DIRECTIONS FOR THIS TASK ▸
Copy out each line of the data that includes the string "issues".

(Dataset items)

Issue #2744, opened 2021-10-16
Hyrule Warriors Definitive Edition - In-stage missions do not progress, various softlocks


vickyorlo:
## Bug Report

</br>

### What's the issue you encountered?
Once in a while, seemingly at random, once a mission (in-level task) is completed, the following mission does not trigger, causing a softlock. On occasion the softlock will resolve itself after a couple minutes of nothing happening, but it feels rare. I have however found one softlock that is fully reproducible on the "Powers Collide" story mode mission, where one of the engineers that are supposed to run towards a certain point of the map simply stands there waiting for God knows what, even though there are no enemies on his way.

![softlock](https://user-images.githubusercontent.com/18310449/137594376-4024f8e7-34bb-4d2d-84cf-e739b65aca68.png)

The engineer in question is on the right side of the map, the blue bullseye icon covered by an arrow. He should be with his other two blue bullseye icon friends. Also note to the left the red dot on the map, which is supposed to represent a group of enemies. It is a lie, however, there are no enemies in that whole section of the map anymore.

I have confirmed that this issue does not appear on real hardware, and I have transplanted a suspend save to Yuzu - the issue does not happen there either. I have also cleared my PPTC as people used to report issues with the game related to it, but it did not help.

### How can the issue be reproduced?

1. Download the included save file
2. When in the main menu, pick Resume to load the suspend save
3. The Engineers should appear momentarily. The save puts you in the corridor the problematic engineer goes through, and it needs to be cleared of enemies. 
4. Even if the enemies are cleared, the eastern Engineer will not move past about halfway of the hallway, as on the screenshot.
5. One of the other Engineers might die and fail the mission, but this is unrelated. This can be easily enough prevented by defeating the other enemies on their paths.

### Log file

[Ryujinx_1.0.7074_2021-10-16_17-58-58.log](https://github.com/Ryujinx/Ryujinx/files/7357889/Ryujinx_1.0.7074_2021-10-16_17-58-58.log)

### Environment?

- Ryujinx version: 1.0.7074</br>
- Game version: 1.0.1</br>
- System Specs:
  - OS: Arch Linux
  - CPU: Ryzen 5600x
  - GPU: GTX1080
  - RAM: 32GBB
- Applied Mods : No

### Additional context?

Additional info about your environment:</br>
The save file with a suspend save:
[hw save file.zip](https://github.com/Ryujinx/Ryujinx/files/7357823/hw.save.file.zip)

[...]

PR #2828, opened 2021-11-09
kernel: Fix sleep timing accuracy

Thog:
This PR corrects some mistake while comparing my reversing of kernel 13.x with our own.

``WaitAndCheckScheduledObjects`` timing accuracy was also improved.

### DIFF
--- a/Ryujinx.HLE/HOS/Kernel/Common/KTimeManager.cs
+++ b/Ryujinx.HLE/HOS/Kernel/Common/KTimeManager.cs
@@ -8,6 +8,8 @@ namespace Ryujinx.HLE.HOS.Kernel.Common
 {
     class KTimeManager : IDisposable
     {
+        public static readonly long DefaultTimeIncrementNanoSeconds = ConvertGuestTicksToNanoSeconds(2);
+
         private class WaitingObject
         {
             public IKFutureSchedulerObject Object { get; }
@@ -41,7 +43,7 @@ namespace Ryujinx.HLE.HOS.Kernel.Common
 
         public void ScheduleFutureInvocation(IKFutureSchedulerObject schedulerObj, long timeout)
         {
-            long timePoint = PerformanceCounter.ElapsedMilliseconds + ConvertNanosecondsToMilliseconds(timeout);
+            long timePoint = PerformanceCounter.ElapsedTicks + ConvertNanosecondsToHostTicks(timeout);
 
             lock (_context.CriticalSection.Lock)
             {
@@ -74,14 +76,19 @@ namespace Ryujinx.HLE.HOS.Kernel.Common
 
                     if (next != null)
                     {
-                        long timePoint = PerformanceCounter.ElapsedMilliseconds;
+                        long timePoint = PerformanceCounter.ElapsedTicks;
 
                         if (next.TimePoint > timePoint)
                         {
-                            _waitEvent.WaitOne((int)(next.TimePoint - timePoint));
+                            int ms = (int)((next.TimePoint - timePoint) / PerformanceCounter.TicksPerMillisecond);
+
+                            if (ms > 0)
+                            {
+                                _waitEvent.WaitOne(ms);
+                            }
                         }
 
-                        bool timeUp = PerformanceCounter.ElapsedMilliseconds >= next.TimePoint;
+                        bool timeUp = PerformanceCounter.ElapsedTicks >= next.TimePoint;
 
                         if (timeUp)
                         {
@@ -117,6 +124,22 @@ namespace Ryujinx.HLE.HOS.Kernel.Common
         public static long ConvertMillisecondsToNanoseconds(long time)
         {
             return time * 1000000;
+        }
+
+        public static long ConvertNanosecondsToHostTicks(long ns)
+        {
+            long nsDiv = ns / 1000000000;
+            long nsMod = ns % 1000000000;
+            long tickDiv = PerformanceCounter.TicksPerSecond / 1000000000;
+            long tickMod = PerformanceCounter.TicksPerSecond % 1000000000;
+
+            long baseTicks = (nsMod * tickMod + PerformanceCounter.TicksPerSecond - 1) / 1000000000;
+            return (nsDiv * tickDiv) * 1000000000 + nsDiv * tickMod + nsMod * tickDiv + baseTicks;
+        }
+
+        public static long ConvertGuestTicksToNanoSeconds(long ticks)
+        {
+            return (long)Math.Ceiling(ticks * (1000000000.0 / 19200000.0));
         }
 
         public static long ConvertHostTicksToTicks(long time)
--- a/Ryujinx.HLE/HOS/Kernel/Common/KTimeManager.cs
+++ b/Ryujinx.HLE/HOS/Kernel/Common/KTimeManager.cs
@@ -26,6 +26,7 @@ namespace Ryujinx.HLE.HOS.Kernel.Common
         private readonly List<WaitingObject> _waitingObjects;
         private AutoResetEvent _waitEvent;
         private bool _keepRunning;
+        private long _enforceWakeupFromSpinWait;
 
         public KTimeManager(KernelContext context)
         {
@@ -48,6 +49,7 @@ namespace Ryujinx.HLE.HOS.Kernel.Common
             lock (_context.CriticalSection.Lock)
             {
                 _waitingObjects.Add(new WaitingObject(schedulerObj, timePoint));
+                Interlocked.Exchange(ref _enforceWakeupFromSpinWait, timeout < 1000000 ? 1 : 0);
             }
 
             _waitEvent.Set();
@@ -63,14 +65,17 @@ namespace Ryujinx.HLE.HOS.Kernel.Common
 
         private void WaitAndCheckScheduledObjects()
         {
+            SpinWait spinWait = new SpinWait();
+            WaitingObject next;
+
             using (_waitEvent = new AutoResetEvent(false))
             {
                 while (_keepRunning)
                 {
-                    WaitingObject next;
-
                     lock (_context.CriticalSection.Lock)
                     {
+                        Interlocked.Exchange(ref _enforceWakeupFromSpinWait, 0);
+
                         next = _waitingObjects.OrderBy(x => x.TimePoint).FirstOrDefault();
                     }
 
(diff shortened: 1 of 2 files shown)


gdkchan:
Could potentially unblock #1798.

gdkchan (approved):
lgtm, thanks.

riperiperi:
Greatly improves loading speeds in BOTW 1.0.0. Before they were very long and inconsistent, now they are short (3-5x faster) and consistent. This will likely also help ingame streaming, and I noticed a small performance boost ingame. (36-38 -> 40-42)

I took some rough measurements from booting the game to loading a save. "To Load Game" is the time until the save game starts loading (spamming a), "To 100% progress" is the time for the BOTW logo to fill entirely on the loading screen, and "To Ingame" is the time from that to the game beginning to fade in.

I noticed that with a hack to make the game run at 30 instead of 20, "to ingame" shortens to about 5.5 seconds. 

## PR

to load game: 15.42s
to 100% progress: 21.85s
to ingame: 8.74s

to load game: 14.78s
to 100% progress: 22.38s
to ingame: 8.89s

to load game: 14.55s
to 100% progress: 22.18s
to ingame: 8.89s

## Master

to load game: 15.00s
to 100% progress: 1:01.00s
to ingame: 9.58s

to load game: 15.34s
to 100% progress: 1:36.42s
to ingame: 15.27s

to load game: 14.37s
to 100% progress: 59.75s
to ingame: 7.96s

Mou-Ikkai:
Hatsune Miku: Project DIVA Megamix seems to no longer crash for the first time on boot, forcing you to press stop emulation and rerun! 
Master: 10/10 times it froze on first run, but ran properly after "Stop Emulation" and relaunching the game.
PR: 0/10 times it froze on first run. This has fixed the first-time startup crash!

jojorne:
Tested. Fixed boot on all my games.

Ryujinx.HLE/HOS/Kernel/Common/KTimeManager.cs
```diff
@@ -74,14 +76,19 @@ private void WaitAndCheckScheduledObjects()
...
 
                         if (next.TimePoint > timePoint)
                         {
-                            _waitEvent.WaitOne((int)(next.TimePoint - timePoint));
+                            int ms = (int)((next.TimePoint - timePoint) / PerformanceCounter.TicksPerMillisecond);
+
+                            if (ms > 0)
+                            {
+                                _waitEvent.WaitOne(ms);
+                            }
```
riperiperi, line 88: Maybe should SpinWait a little when ms is 0, so that the critical section lock isn't hammered so hard? Not sure how much is responsive enough.

Thog: Not sure...

vickyorlo:
Incidentally, this fixes #2744, and all the other issues in Hyrule Warriors like the timer running slow, various mission progression softlocks/lagginess, and enemy spawning speed. However it feels like the game's performance has dropped - I'm getting framerates below 50 in busy scenes (which, considering it's a musou game, is almost always) when I used to see 60fps with drops to maybe 55 most of the time. It's hard to say, since with this fix the amount of enemies on screen has increased.

Ryujinx.HLE/HOS/Kernel/Common/KTimeManager.cs
```diff
@@ -61,27 +65,49 @@ public void UnscheduleFutureInvocation(IKFutureSchedulerObject schedulerObj)
 
         private void WaitAndCheckScheduledObjects()
         {
+            SpinWait spinWait = new SpinWait();
```
riperiperi, line 68: Since this is defined here, it might make sense to reset the spin wait when the spin loop exists, so that it won't yield on its first spin when doing another wait later on.

Ryujinx.HLE/HOS/Kernel/Common/KTimeManager.cs
```diff
@@ -8,6 +8,8 @@ namespace Ryujinx.HLE.HOS.Kernel.Common
 {
     class KTimeManager : IDisposable
     {
+        public static readonly long DefaultTimeIncrementNanoSeconds = ConvertGuestTicksToNanoSeconds(2);
```
riperiperi, line 11: `Nanoseconds` rather than `NanoSeconds`?

Ryujinx.HLE/HOS/Kernel/Common/KTimeManager.cs
```diff
@@ -41,11 +44,12 @@ public KTimeManager(KernelContext context)
 
         public void ScheduleFutureInvocation(IKFutureSchedulerObject schedulerObj, long timeout)
         {
-            long timePoint = PerformanceCounter.ElapsedMilliseconds + ConvertNanosecondsToMilliseconds(timeout);
+            long timePoint = PerformanceCounter.ElapsedTicks + ConvertNanosecondsToHostTicks(timeout);
 
             lock (_context.CriticalSection.Lock)
             {
                 _waitingObjects.Add(new WaitingObject(schedulerObj, timePoint));
+                Interlocked.Exchange(ref _enforceWakeupFromSpinWait, timeout < 1000000 ? 1 : 0);
```
riperiperi, line 52: If something is scheduled with >=1ms timeout, then this will actually _clear the spin wait wakeup, even if there might be scheduled invocation <1 still present in `_waitingObjects`. You could just use an if statement to enforce this rather than the ternary statement.

Ryujinx.HLE/HOS/Kernel/Common/KTimeManager.cs
```diff
@@ -61,27 +65,49 @@ public void UnscheduleFutureInvocation(IKFutureSchedulerObject schedulerObj)
...
 
                     if (next != null)
                     {
-                        long timePoint = PerformanceCounter.ElapsedMilliseconds;
+                        long timePoint = PerformanceCounter.ElapsedTicks;
 
                         if (next.TimePoint > timePoint)
                         {
-                            _waitEvent.WaitOne((int)(next.TimePoint - timePoint));
+                            int ms = (int)((next.TimePoint - timePoint) / PerformanceCounter.TicksPerMillisecond);
```
riperiperi, line 88: I wonder if 1ms waits will get to this point with 0.99ms remaining, round down to 0 and have to do the spin (maybe similar concerns for longer waits, where it could spin the slightly less than 1ms remainder). I guess it's fine for now, just something to think about. (could a small bias to this calculation help?)

FICTURE7: Perhaps keep the unit in ticks and convert to ms only in the `WaitOne` call?

Ryujinx.HLE/HOS/Kernel/Common/KTimeManager.cs
FICTURE7: Also is it desirable to do that? I think it only makes sense to interrupt the spin wait if the new time point is smaller than the time point on which the spin wait is waiting on, no?

riperiperi: That is true, but that might be hard to atomically check. The cost of this wakeup is just another run of the `WaitAndCheckScheduledObjects` loop, before it goes back into the spin wait til time is up.

d3xMachina:
Pokemon Brillant Diamond does not start with this PR. It stay blocked at a black screen even after waiting 5 minutes.
Also if I try to do "Stop emulation" and close Ryujinx while there is the black screen, it does not close Ryujinx unless I close the command line window.

On the latest Ryujinx version it start after like 1 min and the following messages are displayed before loading : 
> 00:00:21.405 |E| HLE.OsThread.9 Gpu WaitOnSyncpoint: Wait on syncpoint 1 for threshold 2 took more than 1000ms, resuming execution...
> 00:01:01.362 |E| HLE.OsThread.9 Gpu WaitOnSyncpoint: Wait on syncpoint 1 for threshold 6 took more than 1000ms, resuming execution...

Here are my logs (not much to see) : 
[Ryujinx_1.0.0+10c19b1.log](https://github.com/Ryujinx/Ryujinx/files/7572775/Ryujinx_1.0.0%2B10c19b1_2021-11-19_21-14-05.-.Copie.log)

The logs after 5 mins are after clicking stop emulation.

d3xMachina:
I made a fix for the overflow on the timer.
Also I changed the wait so that the last millisecond we wait is done by spinning even when the wait is higher than 1ms for more precision.
No issue so far.

Here is the patch (rename the extension to .patch) :
[timer_patch.txt](https://github.com/Ryujinx/Ryujinx/files/7573759/timer_patch.txt)

Thog:
> I made a fix for the overflow on the timer. Also I changed the wait so that the last millisecond we wait is done by spinning even when the wait is higher than 1ms for more precision. ScheduleFutureInvocation now only interrupt the wait if necessary. No issue so far.
> 
> Here is the patch (rename the extension to .patch) : [timer_patch.txt](https://github.com/Ryujinx/Ryujinx/files/7574436/timer_patch.txt)
> 
> Edit : I added a _waitEvent.Reset() in WaitAndScheduledObject in lock to avoid the case where _waitEvent.Set() is triggered again after _waitEvent.WaitOne() has been interrupted which would cause the next wait to be instantly canceled if higher than 1 ms.
> 
> I didn't completly explain why my patch fix the issue. The bug there was with the code is that _enforceWakeupFromSpinWait was only triggered if another timeout was of less than 1 ms. Instead it should have been canceled when a new scheduled invocation started sooner. With the overflow it would go spinning and only _enforceWakeupFromSpinWait was able to make it go out since the scheduled time was far in the future.

Fixed the issue on https://github.com/Ryujinx/Ryujinx/pull/2828/commits/1f175bf452075b46e6ef7068585afaae7db54228.
I fixed it by removing the unnecessary cast and by capping the upper timeout limit to 0x7FFFFFFF like it used to be. (see ConvertNanosecondsToMilliseconds behaviour)

Ryujinx.HLE/HOS/Kernel/Common/KTimeManager.cs
```diff
@@ -119,6 +151,22 @@ public static long ConvertMillisecondsToNanoseconds(long time)
...
+            long tickDiv = PerformanceCounter.TicksPerSecond / 1000000000;
+            long tickMod = PerformanceCounter.TicksPerSecond % 1000000000;
+
+            long baseTicks = (nsMod * tickMod + PerformanceCounter.TicksPerSecond - 1) / 1000000000;
+            return (nsDiv * tickDiv) * 1000000000 + nsDiv * tickMod + nsMod * tickDiv + baseTicks;
+        }
+
+        public static long ConvertGuestTicksToNanoseconds(long ticks)
+        {
+            return (long)Math.Ceiling(ticks * (1000000000.0 / 19200000.0));
```
lostromb, line 167: Where does this 19200000 come from? Is it based on `Stopwatch.Frequency`?

Thog: This is the value of ``CNTFRQ_EL0`` on the Switch

AcK77 (approved):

WRITTEN ANSWER ▸
I have confirmed that this issue does not appear on real hardware, and I have transplanted a suspend save to Yuzu - the issue does not happen there either. I have also cleared my PPTC as people used to report issues with the game related to it, but it did not help.
Incidentally, this fixes #2744, and all the other issues in Hyrule Warriors like the timer running slow, various mission progression softlocks/lagginess, and enemy spawning speed. However it feels like the game's performance has dropped - I'm getting framerates below 50 in busy scenes (which, considering it's a musou game, is almost always) when I used to see 60fps with drops to maybe 55 most of the time. It's hard to say, since with this fix the amount of enemies on screen has increased.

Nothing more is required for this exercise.